While this home and several dwellings behind it along 17th Street are all of the same basic design (and were all preserved as NYC Landmarks in 1998 as the “East 17th Street/Irving Place Historic District”), the house at the corner, 49 Irving Place, is decorated just a little more than the others. While all are preserved, stories say that this house was once home to famous early-American writer Washington Irving. A large bronze plaque on the north side of the “Irving House” confirms his involvement here. There’s just one little problem.

Irving never so much as crossed the doorstep.

So why the story? If he never lived there, how has it come to be known as his house? To figure that out, we’ll have to go back a few years.

The Irving Place area was first developed in the 1830s, extending eastward from the recently established Union Square Park. The property encompassing the area belonged to Cornelius Williams, and had been in his family since 1748. In 1832, realizing that he could no longer prevent the city from running streets through his land, Williams began leasing the area to developer Samuel B. Ruggles. Ruggles was instrumental in the planning of the area, being part of the coalition that developed an enclosed park bordered with a private residential community at the northern end of Williams’ farm that he named Gramercy Park, as well as petitioning the New York State Legislature to run a parallel street between Third and Fourth Avenues. Above Gramercy Park, this new street was called Lexington Avenue, in honor of the Battle of Lexington. Below Gramercy, Ruggles named the area Irving Place in honor of his friend Washington Irving.

The “Irving House” was built by Peter Voorhis between 1843 and 1844, along with the adjacent two houses at 45 and 47 Irving Place. The original tenants of 49 Irving Place (at that time referred to as 122 East 17th Street) were Charles Jackson Martin, an insurance executive, and his wife, who would reside there from 1844 until 1852. Henry and Ann E. Coggill would live in it in 1853, and in 1854 it would become the home of banker Thomas Phelps and his wife Elizabeth, who would remain until 1863.

Various other occupants would come and go over the next 40 years, including Charles A. Macy, a member of a wealthy merchant family and uncle of the department store founder, but its most celebrated residents would move in in 1892. Actress Elsie de Wolfe and her partner, theatrical and literary agent Elizabeth Marbury, would occupy the house until 1911 and it was during this period that the Washington Irving story would begin to circulate.

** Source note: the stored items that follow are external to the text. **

PR #96, opened 2026-04-18
feat(data): TaskQuerySchema — cross-stage contract for task-query rows (closes #80)

### LINKED ISSUE #80: Phase 2.1 (design): Define cross-stage task-query schema via flexible_schema

### LINKED ISSUE #122: Schema refactor: collapse EQ sampler's two label columns into one nullable `boolean_value`
## ⚠️ Scope correction (2026-04-19)

Original version of this issue proposed dropping the censor prediction head and renaming `query` to `code`.  **Both were wrong** per clarification on #96.  Rewritten below.

## Motivation

The sampler's output currently carries two label columns:

- `boolean_value` — overloaded to mean *censored* (subject data ended before we could observe the outcome).
- `occurs` — the real "did the event fire" label.

Readers of MEDS-shaped parquets reasonably expect `boolean_value` to mean *the label value*, not *a censoring flag*.  I hit this the hard way writing the training-validity test in #119 — there's a big inline comment in `tests/test_training_validity.py` specifically documenting the gotcha.

But the sampler's two columns aren't independent: `occurs` is only meaningful **conditional on** `boolean_value` (the censoring flag) being `False`.  When censored, the `occurs` value is don't-care.  That structural conditioning is exactly what a **nullable** `boolean_value` expresses idiomatically in MEDS's `LabelSchema`:

| `boolean_value` | Meaning |
|---|---|
| `null` | Censored — we can't answer the query for this patient |
| `True` | Not censored AND event occurred in the window |
| `False` | Not censored AND event did not occur |

One column, three states, semantically aligned with MEDS conventions.

### Model code: **unchanged**

This is the key correction vs. the original issue.  The existing loss wiring in `model/model.py:614-621`

```python
censor_loss = self._get_loss(censor_logits, batch.censor, mask=None)
occurs_loss = self._get_loss(occurs_logits, batch.occurs, mask=~batch.censor)
```

keeps working as-is.  Both prediction heads stay — `censor` predicts "can we answer?" and `occurs` predicts "conditioned on being able to answer, what would the answer be?"  Both are meaningful learning targets.  Only the **source** of `batch.censor` / `batch.occurs` changes (one column → two derived tensors instead of two columns → two directly-copied tensors).

**Checkpoints stay loadable.**  `state_dict` keys are unchanged.  No backward-compat break for existing trained `.ckpt` files.

### Sampler (`evaluate_index_df`): single-column output

Current:
```python
.with_columns(
    pl.col("_censored").alias("boolean_value"),
    (pl.col("_censored").not_() & event_in_window).alias("occurs"),
)
.select("subject_id", "prediction_time", "boolean_value", "occurs", "query", "duration_days")
```

Target:
```python
.with_columns(
    pl.when(pl.col("_censored"))
    .then(None)
    .otherwise(event_in_window)
    .alias("boolean_value"),
)
.select("subject_id", "prediction_time", "boolean_value", "query", "duration_days")
```

No more `occurs` column in the emitted parquet.

### Dataset (`data/dataset.py::collate`): derive two tensors from one column

Current (paraphrased):
```python
out["censor"] = out[self.LABEL_COL]  # LABEL_COL == "boolean_value"
out["occurs"] = torch.Tensor([item["occurs"] for item in batch]).long()
```

Target:
```python
is_censored = out["boolean_value"].isnan()   # or equivalent null check for the dtype
out["censor"] = is_censored
out["occurs"] = out["boolean_value"].fill_null(False).long()  # placeholder where censored
```

Model's loss mask (`~batch.censor`) still zeros out the placeholder rows correctly.

### Not renaming `query` → `code`

Keeping `query` as the sampler's column name.  The future plan is to generalise `query` into a struct (ANY/ALL compound queries, event-bounded durations) — using `code` now would imply a flat-string contract that doesn't hold long-term.

**`TaskQuerySchema` in #96 needs its column renamed from `code` → `query`** to match.  That's a one-line change in `src/every_query/data/schema.py`.

## Affected call sites

| Component | Change |
|---|---|
| `data/schema.py::TaskQuerySchema` | `code` field renamed to `query` |
| `generate_tasks/sample_tasks.py::evaluate_index_df` | Emit nullable `boolean_value`; drop `occurs` column |
| `data/dataset.py::EveryQueryPytorchDataset.collate` | Derive `batch.censor` + `batch.occurs` from `boolean_value` |
| `data/dataset.py::LABEL_TENSOR_NAMES` | Drop `occurs` from the tuple |
| `model/model.py` | **Unchanged** |
| `tests/test_sample_tasks.py::TestEvaluateIndexDfEdgeCases` | Update expected `(boolean_value=None\|True\|False)` semantics |
| `tests/test_generate_tasks.py::test_labels_match_ground_truth` | Recompute single `boolean_value` per the new semantics |
| `tests/test_training_validity.py` | Synthetic labels: `boolean_value=<occurs_truth>` directly (no subjects are censored in this test); drop the inline gotcha comment |

## Risks

1. **Loss-mask regression** is still the biggest one — if `batch.censor` is derived incorrectly from `boolean_value`, `mask=~batch.censor` ends up wrong and training silently diverges.  #119 is the strongest existing guard (HOT-COLD AUROC drops to chance if the mask inverts or goes uniformly True).
2. **Paper-experiment scripts** may still reference the `occurs` column directly.  Audit `paper_experiments/` before the sampler change.  (Post-grep confirms nothing in `paper_experiments/` touches `occurs` today.)
3. **Checkpoint backward-compat**: preserved by keeping both heads.  No action needed.

## Landing plan

Bundle the migration into #96 itself (per owner preference — see #96 review thread).  Sequencing:

1. Merge **#119** first (on current semantics) so dev has the training-validity safety net before the migration commit.
2. Expand **#96** to include the full migration above.
3. Rebase #112, #113, #119's small test-only delta onto the expanded #96.
4. Merge expanded #96.

cc @mmcdermott @payalchandak

mmcdermott:
## Summary

Closes #80, closes #122.  Defines the cross-stage task-query schema AND wires it through the sampler + dataset so it's actually load-bearing — not just an unused type definition.

## What lands

- **`src/every_query/data/schema.py`** — `TaskQuerySchema(LabelSchema)` with two required columns plus a nullability override on the inherited `boolean_value`:
  - `query: Required(pa.large_string(), nullable=False)` — the MEDS code the query asks about.  `large_string` matches what polars' `Utf8` serialises to when converted to arrow (verified via `df.to_arrow().schema`), so producers emit schema-conformant output natively and `validate()` / `align()` work without type coercion.
  - `duration_days: Required(pa.float32(), nullable=False)` — fractional-days-capable horizon.
  - `boolean_value: Optional(pa.bool_(), nullable=True)` — overrides MEDS `LabelSchema`'s `nullable=NONE` to allow nulls, since the EveryQuery convention collapses censor + occurs into this single three-valued column (closes #122): `null` = censored, `True` = event occurred, `False` = no event and not censored.
- **Sampler wires the schema through** (`generate_tasks/sample_tasks.py`):
  - `build_index_df` emits `Float32` `duration_days` natively (was `Int64`).
  - `evaluate_index_df` emits the collapsed nullable `boolean_value` (null/True/False) instead of the old `(boolean_value, occurs)` pair.
  - Empty-input fast-path delegates to the new `empty_task_query_df()` helper in `every_query.data.schema` (keyed off the schema's exported `_name` attrs) — no hand-rolled polars-schema dict.
  - `run_worker` calls `TaskQuerySchema.align(labeled.to_arrow())` at the write boundary.  `align()` over `validate()` because it reorders columns + coerces polars-native types (`Utf8` → `large_string`) that producers emit naturally, while still erroring on missing/extra columns or unreconcilable type drift — matching the pattern MEDS-transforms / meds-testing-helpers use internally.
  - All hardcoded `"subject_id"` / `"prediction_time"` / `"query"` / `"duration_days"` / `"boolean_value"` string literals replaced with the schema's exported `{col}_name` class attributes (same for the events-frame columns, which pull from `meds.DataSchema.{col}_name`).
- **Dataset reads the collapsed column + splits it back at read time** (`data/dataset.py::EveryQueryPytorchDataset.__init__`): derives `schema_df["boolean_value"] = is_null()` (censor indicator) + `schema_df["occurs"] = fill_null(False)`.  Batch-level API unchanged — `EveryQueryBatch.censor` + `EveryQueryBatch.occurs` are the names downstream code uses.
- **Other producers** (`predict/external_tasks/aces_to_eq.py`, `evaluate/gen_task.py`) emit the collapsed column too.  `aces_to_eq` now also takes `duration_days` as a required config knob and stamps it into the output, then aligns via `TaskQuerySchema.align(...)` at write.
- **Dataset back-compat branch** — `EveryQueryPytorchDataset.__init__` detects legacy two-column parquets via the presence of an `occurs` column and passes them through untouched; new collapsed parquets (nullable `boolean_value` only) are expanded to the `(boolean_value, occurs)` pair the super class consumes.
- **Tests use `TaskQuerySchema.validate()` for schema assertions** — in `tests/test_sample_tasks.py` and `tests/test_eval_suite.py` — replacing hand-rolled column-set checks.  Test fixtures (`conftest.py::task_labels_dir`, `demo_dataset`, `tests/training_validity/`) updated to emit the collapsed column with correct `Float32` dtype for `duration_days`.
- **Training-validity README doctest** updated to show `boolean_value`-only tables with `null` entries for censored rows; "Gotchas" section rewritten.

## Design choices locked in

- **Extends `LabelSchema`, not `PyArrowSchema` directly.** Matches the pattern `meds-evaluation`'s `PredictionSchema` uses.  Inherited columns: `subject_id`, `prediction_time`, `boolean_value` (now `nullable=True`), `integer_value`, `float_value`, `categorical_value`.
- **Column named `query`, not `code`.** Matches what the sampler / dataset / `EveryQueryBatch.query` already call this column; `code` would collide with `EveryQueryBatch.code` (the inherited event-sequence-token tensor — a distinct thing semantically).
- **`boolean_value` collapsed to a single nullable column** rather than two columns (`boolean_value` + `occurs`).  Cleaner schema contract, and the dataset can always derive the split back if downstream code needs it.  Mirrors MEDS's own label conventions.
- **No `task_query` struct yet.**  Keeping the query flat (just `query` + `duration_days`) honors the narrow-initial-scope direction from #54.  Compound ANY/ALL grammars, structured-query payloads, etc. are extension points for follow-up PRs.

## Test plan

- [x] `uv run pytest` — 206 passed, 1 deselected (slow) in 136s locally.
- [x] CI green (code-quality + tests 3.11/3.12 all pass on 4bc0905).

## Follow-ups

- `EQ_predict` (draft PR [#99](https://github.com/payalchandak/EveryQuery/pull/99)) now inherits `TaskQuerySchema` for `PredictionSchema` + emits `censor_prob` + `occurs_prob` (two-head probabilities).  Unblocked by this PR.
- `EQ_evaluate` consolidation (draft PR [#100](https://github.com/payalchandak/EveryQuery/pull/100)) consumes `PredictionSchema` parquets.  Unblocked by this PR + #99.
- [#129](https://github.com/payalchandak/EveryQuery/issues/129) tracks renaming `occurs_prob → label_prob` once non-occurrence task types land (post-NeurIPS).

### DIFF
--- a/conftest.py
+++ b/conftest.py
@@ -317,7 +317,8 @@ def task_labels_dir(tmp_path_factory: pytest.TempPathFactory) -> Path:
                     "prediction_time": _PRED_TIMES[subj],
                     "boolean_value": bv,
                     "query": query_code,
-                    "duration_days": 30,
+                    # Float to match ``TaskQuerySchema.duration_days`` (``pa.float32``).
+                    "duration_days": 30.0,
                 }
             )
 
@@ -327,7 +328,7 @@ def task_labels_dir(tmp_path_factory: pytest.TempPathFactory) -> Path:
                 "subject_id": pl.Int64,
                 "boolean_value": pl.Boolean,
                 "query": pl.Utf8,
-                "duration_days": pl.Int64,
+                "duration_days": pl.Float32,
             }
         )
         df.write_parquet(split_dir / "0.parquet")
@@ -369,7 +370,7 @@ def demo_dataset(
             "subject_id": pl.Int64,
             "boolean_value": pl.Boolean,
             "query": pl.Utf8,
-            "duration_days": pl.Float64,
+            "duration_days": pl.Float32,  # matches TaskQuerySchema
         }
     )
     df.write_parquet(collated_dir / "0.parquet")
--- a/conftest.py
+++ b/conftest.py
@@ -289,7 +289,7 @@ def task_labels_dir(tmp_path_factory: pytest.TempPathFactory) -> Path:
 
         {task_labels_dir}/{split}/{shard}.parquet
 
-    Columns: ``subject_id, prediction_time, boolean_value, occurs, code, duration_days``.
+    Columns: ``subject_id, prediction_time, boolean_value, occurs, query, duration_days``.
     """
     task_dir = tmp_path_factory.mktemp("eq_task_labels")
 
@@ -305,7 +305,7 @@ def task_labels_dir(tmp_path_factory: pytest.TempPathFactory) -> Path:
                     "prediction_time": _PRED_TIMES[subj],
                     "boolean_value": i % 2 == 0,
                     "occurs": i % 3 != 0,
-                    "code": query_code,
+                    "query": query_code,
                     "duration_days": 30,
                 }
             )
@@ -316,7 +316,7 @@ def task_labels_dir(tmp_path_factory: pytest.TempPathFactory) -> Path:
                 "subject_id": pl.Int64,
                 "boolean_value": pl.Boolean,
                 "occurs": pl.Boolean,
-                "code": pl.Utf8,
+                "query": pl.Utf8,
                 "duration_days": pl.Int64,
             }
         )
@@ -342,7 +342,7 @@ def demo_dataset(
                 "prediction_time": _PRED_TIMES[subj],
                 "boolean_value": i % 2 == 0,
                 "occurs": i % 3 != 0,
-                "code": query_code,
+                "query": query_code,
                 "duration_days": 30.0,
             }
         )
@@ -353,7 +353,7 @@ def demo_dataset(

As for Irving himself, he was a minister to Spain in 1844 when the house was built and wouldn’t return stateside until 1846 when he would retire to his estate north of New York City called Sunnyside, a property in Tarrytown, New York that he acquired in 1835 and would spend much time and money fixing up. He would pass away at Sunnyside in 1859. Thus, it is highly unlikely he ever had dealings with the house at 49 Irving Place.

But what of the story? The first mention in print of Irving having lived in the house came in the Sunday Magazine Supplement of the New York Times on April 4, 1897. The article is a human interest story about Elsie de Wolfe and the means and methods she used to decorate “Irving’s house.” In 1905, de Wolfe would become known as the first professional interior decorator and it appears this article is an early attempt at publicity for her. As for the information about Irving, the article takes enormous liberties (actually, it flat-out makes things up), claiming that Irving had conceived of the house himself and was very particular about the architecture and design. Whether Ms. de Wolfe knew the story was a fabrication and used Irving’s name to lend credibility to her efforts, whether the newspaper writer mentioned Irving to make the story flashier, or whether either person was simply passing down a story they had been told by someone else, we’ll never know.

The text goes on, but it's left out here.